If Lavelle’s complaints are any indication of the kind of blowback Hitchens has received in recent years, its heat pales when compared to the reactions he has received from the right, particularly the Religious Right. In his book, God and the New Atheism, John F. Haught, Senior Fellow in Science and Religion at the Woodstock Theological Center at Georgetown University, responds to Hitchens and his fellow “horsemen”, Harris and Dawkins, charging them and their “new atheist” books with “flaws”, “fallacies”, and “inconsistencies” (God and the New Atheism: A Critical Response to Dawkins, Harris, and Hitchens. Louisville: Westminster John Knox Press, 2008. p.xiii). Haught highlights Hitchens’ “venomous sarcasm” (p.29) and “derision” (p.68) aimed “exclusively at the softest points in the wide world of faith” (p.63). William A. Donohue, spokesperson for the Catholic League for Religious and Civil Liberties, goes further, charging the journalist with anti-religious bigotry (“Bill Donohue Must Resign, for the Good of American Catholics” by Alex Wilhelm, Huffington Post, 16 June 2010).

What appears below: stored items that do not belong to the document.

Issue #1495, opened 2022-10-25
Job is `undefined` in worker `failed` listener


jstayton:
This doesn't happen frequently, but every so often, this error occurs in my worker's `failed` listener:

```
TypeError: Cannot read properties of undefined (reading 'attemptsMade')
  File "/srv/build/1666358956/src/jobs/base/worker_creator.js", line 30, col 33, in Worker.<anonymous>
    const isLastAttempt = job.attemptsMade === job.opts.attempts
  File "node:events", line 520, col 28, in Worker.emit
  File "node:domain", line 475, col 12, in Worker.emit
  File "/srv/build/1666358956/node_modules/bullmq/dist/cjs/classes/queue-base.js", line 77, col 26, in Worker.emit
    return super.emit(event, ...args);
  File "/srv/build/1666358956/node_modules/bullmq/dist/cjs/classes/worker.js", line 69, col 22, in Worker.emit
    return super.emit(event, ...args);
  File "/srv/build/1666358956/node_modules/bullmq/dist/cjs/classes/worker.js", line 499, col 42, in <anonymous>
    failedJobs.forEach((job) => this.emit('failed', job, new Error('job stalled more than allowable limit'), 'active'));
  File "/srv/build/1666358956/src/jobs/base/worker_creator.js", in Array.forEach
  File "/srv/build/1666358956/node_modules/bullmq/dist/cjs/classes/worker.js", line 499, col 20, in Worker.notifyFailedJobs
    failedJobs.forEach((job) => this.emit('failed', job, new Error('job stalled more than allowable limit'), 'active'));
  File "/srv/build/1666358956/node_modules/bullmq/dist/cjs/classes/worker.js", line 492, col 22, in Worker.moveStalledJobsToWait
    this.notifyFailedJobs(await Promise.all(jobPromises));
  File "node:internal/process/task_queues", line 96, col 5, in processTicksAndRejections
```

Here's a condensed version of the code in question:

```js
const worker = new Worker(...)

worker.on('failed', (job, error) => {
  // This is where the error occurs due to `job` being `undefined`:
  const isLastAttempt = job.attemptsMade === job.opts.attempts

  // More code...
})
```

[The docs](https://api.docs.bullmq.io/interfaces/WorkerListener.html#failed) seem to say that `job` should always be an instance of the `Job` class. Am I reading that right? Or should I guard against `job` being `undefined` in my code?

This is running BullMQ v2.1.1. Thanks for your help!

[...]

PR #1500, opened 2022-10-27
fix(worker): consider removed jobs in failed event

roggervalf:
there is a test case that covers this case https://github.com/taskforcesh/bullmq/blob/master/tests/test_stalled_jobs.ts#L311-L377
ref https://github.com/taskforcesh/bullmq/issues/1495

### DIFF
--- a/src/classes/worker.ts
+++ b/src/classes/worker.ts
@@ -88,7 +88,7 @@ export interface WorkerListener<
    * This event is triggered when a job has thrown an exception.
    */
   failed: (
-    job: Job<DataType, ResultType, NameType>,
+    job: Job<DataType, ResultType, NameType> | undefined,
     error: Error,
     prev: string,
   ) => void;


manast:
I wonder, do we know the underlying reason for the job to be undefined in this particular case? is it possible to fix it so that it always is sent?

roggervalf:
it is undefined because it was removed when it was moved to failed as it has removeOnFailed as true

manast:
Yes, that makes sense, that it is removed from Redis, but the worker itself should still keep a reference of the job instance, no?

manast:
I mean, for the global failed event, yes it must be undefined, but is it really the case for the local worker event?

roggervalf:
hey, the escenario where this is happening is when we have stalled jobs that were removed https://github.com/taskforcesh/bullmq/blob/master/src/classes/worker.ts#L790-L797 in that case the only value that is available is the jobId that is returned by stalled script, but as we are creating an instance of a Job with the id of the removed job, we ended with an undefined value

manast (approved):

PR #1504, opened 2022-10-29
perf(promote): provide priority from job instance

roggervalf:


129lovely:
@roggervalf Is there a reason why this is just closed? :(

roggervalf:
hi @129lovely, you can do this by using changePriority method https://docs.bullmq.io/guide/jobs/prioritized#change-priority and then promote your job

PR #1515, opened 2022-11-03
fix(worker): restore dinamic concurrency change

roggervalf:


manast:
Is this really needed? I figured it was not needed anymore.

manast (approved):

PR #1519, opened 2022-11-03
fix(delayed): notify workers a delayed job is closer in time fixes #1505

### LINKED ISSUE #1505: Job is not retried when concurrency > 1 + repeatable job is scheduled
Reproduction steps

```
const {Queue, Worker} = require('bullmq');

const connection = {
  host: 'localhost',
};

const queue = new Queue('myQueue', {connection});
const worker = new Worker(
  'myQueue',
  (job) => {
    console.log('In my handler', job.id, job.attemptsMade);
    throw new Error('test failure');
  },
  {
    connection,
    concurrency: 2,
  },
);

// Adding this job messes up retrial of the job named `retriedJob`
queue.add('repeatedJob', 'data', {
  repeat: {
    pattern: '0 * * * *',
  },
});

queue.add('retriedJob', 'data', {
  attempts: 5,
  backoff: {
    type: 'fixed',
    delay: 1000,
  },
});
```

Expected: retriedJob is retried after 1 second and 'In my handler' is logged 5 times in a row.  
Actual: Job retriedJob never retried unless the worker is restarted

Other issue:
If concurrency = 2 and no repeatable job is scheduled, retrial works but instead of retrying after 1 second, it often retries after 5 seconds

manast:


src/classes/job.ts
```diff
@@ -605,6 +605,11 @@ export class Job<
     }
 
     const results = await multi.exec();
+    const anyError = results.find(result => result[0]);
+    if (anyError) {
+      throw new Error(`Error moving to failed: ${anyError}`);
```
roggervalf, line 610: not in all cases we are executing moveToFinished, we execute or moveToDelayed or moveToFinished or retryJob

manast: ok, I just took the name of the method where this error is produced, Job##moveToFailed. What would be a better error message?

roggervalf: I'm seeing that there is a command variable, probably we can use that one to  build the error message like `Error calling ${command} command`

src/commands/moveToDelayed-8.lua
```diff
@@ -29,35 +29,43 @@ local rcall = redis.call
...
-  rcall("ZADD", KEYS[4], score, jobId)
+    local numRemovedElements = rcall("LREM", KEYS[2], -1, jobId)
+    if (numRemovedElements < 1) then return -3 end
 
-  rcall("XADD", KEYS[6], "*", "event", "delayed", "jobId", jobId, "delay", delayedTimestamp);
+    -- Check if we need to push a marker job to wake up sleeping workers.
+    local target = getTargetQueueList(KEYS[8], KEYS[1], KEYS[7])
+    if rcall("LLEN", target) == 0 then
+        local nextTimestamp = getNextDelayedTimestamp(delayedKey)
+        rcall("SET", "DEBUG", type(nextTimestamp))
```
roggervalf, line 59: we could delete this line

PR #1525, opened 2022-11-05
Fix grammar

julian-hansen:
an number changed to a number


roggervalf:
Thanks @julian-hansen, but the actual change should be Made in https://github.com/taskforcesh/bullmq/blob/master/src/interfaces/base-job-options.ts#L45, the dile you changed is autogenerated

julian-hansen:
Thanks Rogger,

 

First time on the docs site – will make a note

 

Updated in the correct place.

Whatever one’s views of Hitchens’ brand of antitheist rhetoric, one can surely not charge him with intellectual cowardice or with hiding behind his writing. Few public intellectuals graced more stages, nor debated more with his adversaries, than Hitchens did in the final years of his life. This led to some unlikely encounters, such as his nationally televised debate with former Prime Minister, Tony Blair, on the (de)merits of religion. His series of exchanges with Presbyterian preacher, Douglas Wilson, on whether or not Christianity is good for the world, were even edited into a 2009 full-length documentary film entitled Collision.
Despite the scoldings from Ashley Lavelle and her like, Hitchens kept to his antitheist cause, writing and debating in his inimitable style of wit and hyperbole, even as esophageal cancer debilitated his health. On 11 April 2011, a few months before his ultimate demise, Hitch was forced to cancel a scheduled appearance at the American Atheist Convention. In a note of apology he explained why his health would not allow him to attend the gathering; he then wished the group well, signing off, “And don’t keep the faith.” (“Christopher Hitchens defiantly atheist in the face of death“, Christian Today, 27 April 2011).
Were he still alive today, there’s little doubt that his would have been among the less tentative or conciliatory contributions to current debates surrounding the recent Charlie Hebdo tragedy.